I fell off the wagon of uploading my book reviews for the end of 2016, but I'm starting fresh in the new year.

 

Sacred WildernessSacred Wilderness by Susan Power
My rating: 4 of 5 stars

This book was divided into several different story "sections" -- one that took place in present day and followed an older Native American woman who was employed by a wealthy couple as a cook/housecleaner and others that delved into the stories of the main characters' ancestors.

I loved the way this book blended Native American and Catholic spirituality (which is what drew me to the book), particularly the Virgin Mary's intuitive understanding that all beings who forged a path of peace were sacred and would have been "friends of her son." Mary's manifestation appeared in both the historical and the modern timelines, and I liked her portrayal in the historical one better; she felt just a touch too "woo-woo"in her modern incarnation, and I kind of felt as if the privileged, unemployed middle-aged woman she was sent to "awaken" was not really deserving of the honor. On the other hand, her appearance to comfort a grieving mother and clan leader in the historical storyline seemed a much more worthy visitation.

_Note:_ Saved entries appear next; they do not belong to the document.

PR #11767, opened 2023-11-03
[Core] Define and use `PointLocalCoordinatesTetrahedra3D4N` in `Tetrahedra3D10` when planar face

loumalouomega:
**📝 Description**

Define and use `PointLocalCoordinatesTetrahedra3D4N` in `Tetrahedra3D10` when planar face, for faster computation (explicit formula instead of iterative) and avoid non covergence.

**🆕 Changelog**

- [Define the PointLocalCoordinatesTetrahedra3D4N](https://github.com/KratosMultiphysics/Kratos/commit/00ae3649eb1debd8a34723a19672a748fce71a5c)
- [Replace PointLocalCoordinatesTetrahedra3D4N in Tetrahedra3D4N](https://github.com/KratosMultiphysics/Kratos/commit/fcc66ef8fdb214962eca58776c5cf0e2684d586e)
- [Use `PointLocalCoordinatesTetrahedra3D4N` in `Tetrahedra3D10` when planar face](https://github.com/KratosMultiphysics/Kratos/commit/35a65207717d58be1ccaaa3a1e8958a75faa035b)

### DIFF
--- a/kratos/utilities/geometry_utilities.h
+++ b/kratos/utilities/geometry_utilities.h
@@ -56,6 +56,114 @@ public:
     static std::string GetGeometryName(const GeometryData::KratosGeometryType TypeOfGeometry);
 
     /**
+     * @brief Returns the local coordinates of a given arbitrary point for a given linear tetrahedra
+     * @details Based on https://www.colorado.edu/engineering/CAS/courses.d/AFEM.d/AFEM.Ch09.d/AFEM.Ch09.pdf. Section 9.1.6
+     * @param rGeometry The geometry to be considered
+     * @param rResult The vector containing the local coordinates of the point
+     * @param rPoint The point in global coordinates
+     * @return The vector containing the local coordinates of the point
+     */
+    template<class TGeometryType>
+    static inline typename TGeometryType::CoordinatesArrayType& PointLocalCoordinatesTetrahedra3D4N(
+        const TGeometryType& rGeometry,
+        typename TGeometryType::CoordinatesArrayType& rResult,
+        const typename TGeometryType::CoordinatesArrayType& rPoint
+        )
+    {
+        // Compute RHS
+        array_1d<double,4> X;
+        X[0] = 1.0;
+        X[1] = rPoint[0];
+        X[2] = rPoint[1];
+        X[3] = rPoint[2];
+
+        // Auxiliary coordinates
+        const auto& r_coordinates_0 = rGeometry[0].Coordinates();
+        const auto& r_coordinates_1 = rGeometry[1].Coordinates();
+        const auto& r_coordinates_2 = rGeometry[2].Coordinates();
+        const auto& r_coordinates_3 = rGeometry[3].Coordinates();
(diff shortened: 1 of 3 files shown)


ddiezrod (dismissed):
thanks!

kratos/utilities/geometry_utilities.h
```diff
@@ -55,6 +55,114 @@ class KRATOS_API(KRATOS_CORE) GeometryUtils
...
+    /**
+     * @brief Returns the local coordinates of a given arbitrary point for a given linear tetrahedra
+     * @details Based on https://www.colorado.edu/engineering/CAS/courses.d/AFEM.d/AFEM.Ch09.d/AFEM.Ch09.pdf. Section 9.1.6
+     * @param rGeometry The geometry to be considered
+     * @param rResult The vector containing the local coordinates of the point
+     * @param rPoint The point in global coordinates
+     * @return The vector containing the local coordinates of the point
+     */
+    template<class TGeometryType>
+    static inline typename TGeometryType::CoordinatesArrayType& PointLocalCoordinatesTetrahedra3D4N(
```
rubenzorrilla: As far as I understand, you aim to use the simplex formula for any tetrahedron featuring planar faces. If so, I think the name of the method is misleading as you make explicit `Tetrahedra3D4N` while the argument accepts any tetrahedron.

Having said this, I'd suggest something like `PointLocalCoordinatesPlanarFaceTetrahedra` or similar.

kratos/utilities/geometry_utilities.h
```diff
@@ -55,6 +55,114 @@ class KRATOS_API(KRATOS_CORE) GeometryUtils
...
+        const TGeometryType& rGeometry,
+        typename TGeometryType::CoordinatesArrayType& rResult,
+        const typename TGeometryType::CoordinatesArrayType& rPoint
+        )
+    {
+        // Compute RHS
```
rubenzorrilla, line 76: At least in debug, I'd check that `rGeometry` is of tetrahedra type.

kratos/utilities/geometry_utilities.h
loumalouomega: Precisely I changed the name specifying that is just for the simplex, when using in higher order tetrahedra it will work only when the higher order element is geometrically a simplex

kratos/utilities/geometry_utilities.h
loumalouomega: Okay

rubenzorrilla (commented):
Two minor comments. The rest looks good to me.

loumalouomega:
> Two minor comments. The rest looks good to me.

Done

kratos/utilities/geometry_utilities.h
rubenzorrilla: Fair enough. Indeed, usages of this must be through the geometry API so the naming shouldn't be a problem at all. In any case, thanks for taking my suggestion into consideration.

rubenzorrilla (approved):
Approving again.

The historical writing was incredibly beautiful and evocative. The modern writing I found to be a little stilted in places, but I liked that it lent some greater insight into the politics of being American Indian and living in the current culture. This is something I still strive to find a deeper understanding of, especially since moving to a state with a significant Native population that still remains mostly a mystery to me.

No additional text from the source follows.